Failure in a Binary Search

Recently, a program I wrote to process a bit of data stopped working with an error.

The error message indicated that the problem was that, in one column, the program found an integer where it expected a string.

When looking for data errors in a dataset larger than I can read manually, I use a binary search. This is an iterative process where I split the data in half, and test both halves. When I find the half containing the problem data, I split that part in halves again until I have a subset of the data small enough to study manually.

What was interesting about this data was that both halves passed the tests individually – only together did I get an error.

By default the library I use for working with data (polars, a data science library) infers the structure of data as it imports that data into a dataframe. The default value is to infer what a column is “supposed” to contain from the first 100 rows of a table. The data I was working with was at that time 182 rows.

I was able to load the whole dataset if I increased the inference to 182 rows – then the inference “finds” the column with both strings and integers, and chooses an appropriate data type for that column. With only 91 rows in the two halves of the data, either half will succeed, because the whole table is checked – but not both, without increasing the column type inference level.

It was a good example of when you need to dig into the defaults, which I would call “imposed assumptions”, because they are assumptions that you didn’t make, but are silently made on your behalf.

USB Hard drive recovery

I’ve got a USB hard drive that is permanently plugged into my desktop, but recently it stopped working. It is formatted from the factory with NTFS, which is fine-ish, in that it does work under Linux without any intervention, but if it stops working, you have to know what to do. I didn’t.

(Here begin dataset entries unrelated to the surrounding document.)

PR #830, opened 2024-04-05
Scratch remark about QR icon in help.md

gerryfrancis:
Fixes #829

PR #831, opened 2024-04-05
FAQ: mention invite links

missytake:


r10s:
this PR needs a rebase or needs to be redone

en/help.md
```diff
@@ -350,7 +350,11 @@ One of you is the "Inviter", the other is the "Joiner".
 - Direct 1:1 chat invitation: 
   Tap the QR Code icon <img style="vertical-align:middle; width:1.8em; margin:1px" src="../assets/help/qr-icon.png" />
   on the Delta Chat app main screen.
-  Share the QR image with the other side either in person or through a second channel.
+  Show the QR code to the other person for scanning.
```
r10s: better leave this as is, the "second channel" is a reference to above  and the same wording is also used for "Group Invitations". it is good as is, no need to force retranslations here.

en/help.md
```diff
@@ -350,7 +350,11 @@ One of you is the "Inviter", the other is the "Joiner".
...
+
+If the QR code scanning doesn't work in your situation,
+you can also copy an <https://i.delta.chat> invite link to clipboard
+and share it with the other person through a second channel.
```
r10s: at this position, the paragraphs disturbs a bit the flow and the idea of a "QR scan-show checklist" as it is currently.

(if ppl go for the invite-link-alternative, the paragraph "Joiner side:" is no longer valid/needed)

therefore, i'd first describe "QR scan-show checklist" as it is currently (it is short enough), and then before "Both Inviter and Joiner:" (which is valid again also for invite links) go for invite links.

moreover, i'd leave out the https://i.delta.chat  link as it is not helpful in most cases and mention **Share** as well (it is the primary option on android / ios even)

```suggestion
If the QR code scanning doesn't work in your situation,
you can also **Share** (or **Copy to Clipboard**) an equivalent invite link
to the other person through a second channel.
```

en/help.md
r10s: i added a commit to avoid this PR getting stale

en/help.md
r10s: i added a commit to avoid this PR getting stale

r10s:
i rebased and added a commit that leaves the QR checklist alone and inserts a pointer to "Invite Links" afterwards

the QR code icon position description for desktop was already changed at https://github.com/deltachat/deltachat-pages/pull/830

missytake:
Great :)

When it stopped responding, I started poking round the Internet, to see if I could find a fix. What I eventually found out was that I needed ntfsfix to correct whatever seemed to go wrong. You point it at the mount point in /dev and then it magically fixes whatever seemed to have gone wrong.

I am hoping that this will get me to a good place, but I think my future is going to include a Network Attached Storage device.

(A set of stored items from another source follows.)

PR #834, opened 2024-04-17
download: hide non-automatic download options behind <details>

### LINKED ISSUE #823: demote downloads of Android and Desktop-release-files because of missing automatic upgrades
We should not recommend as primary options any downloads that do not provide automatic updates.
So i suggest to demote

- [ ] .exe 
- [ ] .rpm
- [ ] .deb 
- [ ] .tar.gz
- [ ] .AppImage
- [ ] apk 
- [ ] apklis (because it's outdated) 
- [ ] dmg

to not have images but be listed in the fine-print.

missytake:
fix #823 

With these `<details>` tags I always wonder if people understand that they can click on it... maybe a sub-headline would be better in this case.

To give examples, I doubt a cuban user would find apklis now (which is maybe fine, as it's outdated there), and a ubuntu user who is overwhelmed by flatpak (friend of mine) would have a hard time finding .deb (but then again .deb failed for her because of an oudated ubuntu version).

I'm looking forward to an apt repository so much^^

### DIFF
--- a/_sass/_downloadpage.scss
+++ b/_sass/_downloadpage.scss
@@ -77,8 +77,7 @@ div.download-content {
 }
 
 summary.noupgrades {
-    color: #1e6bb8;
-    text-decoration: none;
+    font-weight: bold;
     cursor: pointer;
 }
 
--- a/_sass/_downloadpage.scss
+++ b/_sass/_downloadpage.scss
@@ -82,8 +82,8 @@ summary.noupgrades {
 }
 
 summary {
-  list-style-type: '➡ ';
+  list-style-type: '> ';
 }
 details[open] > summary {
-  list-style-type: '⬆ ';
+  list-style-type: '^ ';
 }
--- a/_sass/_downloadpage.scss
+++ b/_sass/_downloadpage.scss
@@ -75,3 +75,9 @@ div.download-content {
     font-weight: bold;
     cursor: pointer;
 }
+
+summary.noupgrades {
+    color: #1e6bb8;
+    text-decoration: none;
+    cursor: pointer;
+}
--- a/_sass/_downloadpage.scss
+++ b/_sass/_downloadpage.scss
@@ -81,3 +81,10 @@ summary.noupgrades {
     text-decoration: none;
     cursor: pointer;
 }
+
+summary {
+  list-style-type: '➡ ';
+}
+details[open] > summary {
+  list-style-type: '⬆ ';
+}
--- a/_sass/_downloadpage.scss
+++ b/_sass/_downloadpage.scss
@@ -77,13 +77,10 @@ div.download-content {
 }
 
 summary.noupgrades {
-    font-weight: bold;
+    color: #1e6bb8;
     cursor: pointer;
+    list-style: none;
 }
-
-summary {
-  list-style-type: '> ';
-}
-details[open] > summary {
-  list-style-type: '^ ';
+summary.noupgrades:hover {
+    text-decoration: underline;
 }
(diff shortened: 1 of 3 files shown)


r10s:
> With these `<details>` tags I always wonder if people understand that they can click on it.

i think, ppl will find that. but we can vastly improve that by letting it looks as a link, so exactly similar to the "Source Code" link.

that would also clutter UI less, as there is no other style introduces.

wrt less cluttering: we can short the link to "Options without automatic updates"

i would not make the link larger - the idea is to tune it down, ppl shall use one of the other options, only if that does not fit,  they can look for sth. else

btw. tbh, when i only read the headline of the PR, i was first sceptical about the `<details>` tag, i was more thinking about tuning the size down and moving down - but i think, it's not that bad

missytake:
> > With these `<details>` tags I always wonder if people understand that they can click on it.
> 
> i think, ppl will find that. but we can vastly improve that by letting it looks as a link, so exactly similar to the "Source Code" link.

I tried that, but then it looked weird because it was so different from "Download options for other platforms". I changed the arrow and the cursor when hovering, I hope that helps.

In general, this guide has more interesting ideas about styling a `<details>` tag: https://www.sitepoint.com/style-html-details-element/

> wrt less cluttering: we can short the link to "Options without automatic updates"

not a fan, now it looks similare to "Download options for other platforms", that is aesthetic and does make sense - and saying explicitly that the options are *download* options makes sense in both cases.

missytake:
Unfortunately this commit breaks the CI: https://github.com/deltachat/deltachat-pages/pull/834/commits/bcad7caa007393bd1befd3213a1a112606ff19f4

locally it works, but we use the CI for deploying, so... :/

Simon-Laux:
Looks good

hpk42 (approved):
Lgtm but don't understand why ci is unhappy

hpk42:
> > With these `<details>` tags I always wonder if people understand that they can click on it.
> 
> i think, ppl will find that. but we can vastly improve that by letting it looks as a link, so exactly similar to the "Source Code" link.

It's worth a try without? .... Let's see how many people really don't notice they can't click the details?

_sass/_downloadpage.scss
```diff
@@ -74,4 +74,16 @@ div.download-content {
...
+    font-weight: bold;
+    cursor: pointer;
+}
+
+summary {
+  list-style-type: '> ';
+}
+details[open] > summary {
+  list-style-type: '^ ';
+}
```
r10s: i think, better remove these lines, they seem not to work on at least some browsers (safari) - and the default arrow is just fine and known enough

_sass/_downloadpage.scss
```diff
@@ -74,4 +74,16 @@ div.download-content {
...
     font-weight: bold;
     cursor: pointer;
-}
\ No newline at end of file
+}
+
+summary.noupgrades {
+    font-weight: bold;
+    cursor: pointer;
+}
```
r10s: i would reuse the style of links here:

- it looks nicer, less cluttered, we already have so many different fonts and sizes on the download page, i'd not add another 

- it makes clear that the thing is tappable - even if one does not know what the triangle means 

- still, it is less bold

- imo, it looks somehow less "nested" and complicated, when otherwise looking at the two triangles with different levels

```suggestion
summary.noupgrades {
    font-weight: normal;
    color: #1e6bb8;
    cursor: pointer;
}

summary.noupgrades:hover {
    text-decoration: underline;
}
```

we can also consider to move "Source Code" to the bottom of each box, then the thing would look even more sorted, as links with the same color are together. also, it makes some sens to have source code further down as it does not help for downloading but is more a footnote

r10s (approved):
this is what i would change, minors, it is already without a large improvement

missytake:
You are right, as links but without a `<details>` list item it looks quite nice, but clickable. It is very small now, but well. I like it.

Google Cloud Storage and WordPress

I am trying out a system that puts my media files onto Google Cloud Storage, which is much cheaper than using increasingly huge VPS instances.

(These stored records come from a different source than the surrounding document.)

PR #840, opened 2024-04-24
update translations, make chatmail.md translatable

r10s:
this PR follows the instructions in the README.md to make a page (here: the new `en/chatmail.md`) translatable


r10s:
postponed, the text is subject to changed. pushing to translators is a little bit too soon.

~~in the ui PR, we should just link to the english page for now the (so, https://delta.chat/en/chatmail (with /en/) instead of https://delta.chat/chatmail (without /en/)~~ EDIT: no, we use the "final" link `https://delta.chat/chatmail` - it is just some nightlies and  betas that may get 404

PR #843, opened 2024-04-26
We neither accept nor ignore warnings ;-)

gerryfrancis:


r10s:
both are probably fine - but is "don't ignore" really so much better than "don't accept" to justify retranslations?

note that the text was pretty much reviewed already by native speakers, so i cannot really judge the english part - but in german, also both would be fine "akzeptieren Sie die Warnung nicht!" vs. "ignorieren Sie die Warnung nicht!".

the "don't accept" wording looks even better to me as it has a  more concrete instruction for action, _not_ to tap "ok".

gerryfrancis:
@r10s Alright, no problem! :) Closing here...

PR #846, opened 2024-04-27
reorder security section and put dates in front -- no text changes

hpk42:


r10s (approved):
yes, with newest-atop, the order is much nicer.

ftr: all changed paragraphs will be triggered for retranslation as it is not only ordering but content has changed (by reformatting date). but as this is an important part of the help, this seems worth the effort - also, translators can see the history and get a hint that only few has changed (and what exactly)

I am trying WP-Stateless, and I will post a photo as a test.

Well, it works – you can absolutely do this. However, it only works if you have a public-facing bucket. The flow I was hoping for is for a password-protected site, and that does not work with a public bucket. I also explored using a FUSE-based setup, where I use SSH for a virtual link between my filesystem and a non-public bucket.

That works OK in a test, but if you add 40Gb of data, the FUSE link just fails to work – you can’t manage the throughput for even the ls command, let alone working as a high-latency-localish filesystem. Oh well.